91Ó°ÊÓ

In wave motion, the transverse speed represents the rate at which a point on a wave moves up and down, horizontally across a medium. This movement is perpendicular to the direction of wave propagation. To find the transverse speed of a wave described by the function \(y(x, t)=(15.0 \, \text{cm}) \cos (\pi x-15 \pi t)\), we need to take the derivative of this wave function with respect to time \(t\). The formula is simple to understand. Derivating the function with respect to \(t\) gives us the transverse speed:

• \(\frac{\partial y}{\partial t} = -15 \pi \times 15.0 \, \text{cm} \times \sin(\pi x - 15\pi t)\),

which indicates how fast the point moves across time. The speed will be negative or positive depending on the direction of the movement.By understanding this concept, you can grasp how the speed is determined by oscillation within the wave, calculated using the partial derivative of the wave function.

The wave equation is a cornerstone in physics, providing a mathematical description of how wave phenomena manifest in different mediums. In this context, the wave equation yields a pattern to describe a vibrating string. The general form of the wave equation for a stretched string is given by:

• \(y(x, t) = A \cos(kx - \omega t)\)

where \(A\) stands for amplitude, \(k\) for wave number, and \(\omega\) for angular frequency.In the given problem, \(y(x, t) = (15.0 \, \text{cm}) \cos(\pi x - 15\pi t)\) represents a traveling wave where the maximum amplitude is 15.0 cm. The terms \(\pi x\) and \(15\pi t\) play crucial roles:

• \(\pi\) signifies the wave number \(k\). It determines how many complete wave cycles fit into a given length.
• \(15\pi\) links to \(\omega\), describing how quickly the wave oscillates over time.

The wave equation can be solved to find quantities such as maximum displacement, speed, or period of the wave.

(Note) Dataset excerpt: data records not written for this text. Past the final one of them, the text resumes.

PR #725, opened 2020-03-26
dot/state, lib/blocktree: set block number->hash mapping for current chain only

### LINKED ISSUE #717: state: set number->hash mapping for canonical chain only

noot:
## Changes
- addisBlockOnCurrentChain function to block state to check if block we are adding is on our current chain, if so, update number->hash mapping in db, otherwise don't 
- fix blocktree deepestLeaf function, wasn't correct before

## Tests:
```
go test ./... -short
```

### Issues:
closes #717

### DIFF
--- a/dot/state/block.go
+++ b/dot/state/block.go
@@ -336,15 +336,14 @@ func (bs *BlockState) AddBlockWithArrivalTime(block *types.Block, arrivalTime ui
 	hash := block.Header.Hash()
 
 	// set best block key if this is the highest block we've seen
-	if block.Header.Number.Cmp(bs.highestBlockHeader.Number) == 1 || hash == bs.BestBlockHash() {
+	if hash == bs.BestBlockHash() {
 		err = bs.setBestBlockHashKey(hash)
 		if err != nil {
 			return err
 		}
 	}
 
-	// TODO: only set number->hash mapping for our canonical chain, otherwise, this messes up BlockResponses
-	// store number to hash
+	// Tonly set number->hash mapping for our current chain
 	if ok, err := bs.isBlockOnCurrentChain(block.Header); ok && err == nil {
 		err = bs.db.Put(headerHashKey(block.Header.Number.Uint64()), hash.ToBytes())
 		if err != nil {
--- a/dot/state/block.go
+++ b/dot/state/block.go
@@ -344,7 +344,8 @@ func (bs *BlockState) AddBlockWithArrivalTime(block *types.Block, arrivalTime ui
 	}
 
 	// only set number->hash mapping for our current chain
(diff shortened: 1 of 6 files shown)


dot/state/block_test.go
```diff
@@ -214,3 +210,94 @@ func TestGetSlotForBlock(t *testing.T) {
...
+	genesisHeader := &types.Header{
+		Number:    big.NewInt(0),
+		StateRoot: trie.EmptyHash,
+	}
+
+	bs := newTestBlockState(genesisHeader)
+	currChain, branchChains := addBlocksToState(bs, 8)
+
+	for _, header := range currChain {
+		ok, err := bs.isBlockOnCurrentChain(header)
```
ryanchristo: same as above

dot/state/block_test.go
```diff
@@ -214,3 +210,94 @@ func TestGetSlotForBlock(t *testing.T) {
...
+		if err != nil {
+			t.Fatal(err)
+		}
+		if !ok {
+			t.Fatalf("Fail: expected block %s to be on current chain", header.Hash())
+		}
+	}
+
+	for _, header := range branchChains {
+		ok, err := bs.isBlockOnCurrentChain(header)
```
ryanchristo: same as above

dot/state/block.go
```diff
@@ -336,19 +336,20 @@ func (bs *BlockState) AddBlockWithArrivalTime(block *types.Block, arrivalTime ui
...
 		}
 	}
 
-	// TODO: only set number->hash mapping for our canonical chain, otherwise, this messes up BlockResponses
-	// store number to hash
-	err = bs.db.Put(headerHashKey(block.Header.Number.Uint64()), hash.ToBytes())
-	if err != nil {
-		return err
+	// only set number->hash mapping for our current chain
+	var ok bool
```
ryanchristo: this can also be declared on the line below since it is not used outside the condition block whether you keep `ok` or change it to something more descriptive

dot/state/block.go
```diff
@@ -336,19 +336,20 @@ func (bs *BlockState) AddBlockWithArrivalTime(block *types.Block, arrivalTime ui
...
+	if ok, err = bs.isBlockOnCurrentChain(block.Header); ok && err == nil {
```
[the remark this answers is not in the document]
noot: yeah good point, will change

dot/state/block.go
noot: it's defined outside because otherwise there's a lint error saying definition of err is being shadowed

Partial derivatives are an essential tool in calculus, especially when dealing with functions of multiple variables. In the context of wave motion, they help us explore how wave functions change over space \(x\) and time \(t\).For the wave function \(y(x, t) = (15.0 \, \text{cm}) \cos(\pi x - 15\pi t)\), we calculate the following partial derivatives:

• \(\frac{\partial y}{\partial x}\): This indicates how the wave displacement \(y\) changes with respect to position \(x\).
• \(\frac{\partial y}{\partial t}\): This tells us how the wave displacement \(y\) changes over time, which is related to the transverse speed.

In this exercise, focusing on the partial derivative with respect to time provides insight into the wave's movement across the medium (transverse speed). Remember, a partial derivative hones in on how one variable changes while holding others constant, allowing a closer look at the dynamics involved.

Wave function analysis involves dissecting the wave equation to identify crucial characteristics like amplitude, frequency, period, wave speed, and more. For the function \(y(x, t)=(15.0 \, \text{cm}) \cos(\pi x-15 \pi t)\), let's break down each component:

• Amplitude (A): The amplitude of the wave, here 15.0 cm, shows the maximum displacement from the equilibrium position.
• Wave Number (k): Given by \(\pi\), it signifies the spatial frequency of the wave, indicating how many wavelengths fit into a unit distance.
• Angular Frequency (\(\omega\)): Represented by \(15\pi\), it defines how fast the wave oscillates over time.
• Phase (\(\theta\)): The term inside the cosine, \(\pi x - 15\pi t\), describes the phase of the wave, crucial in determining the wave's precise value at any point \((x, t)\).

Analyzing such a function is vital in understanding the behavior of waves, noting how changes in variables affect the wave's shape, speed, and direction.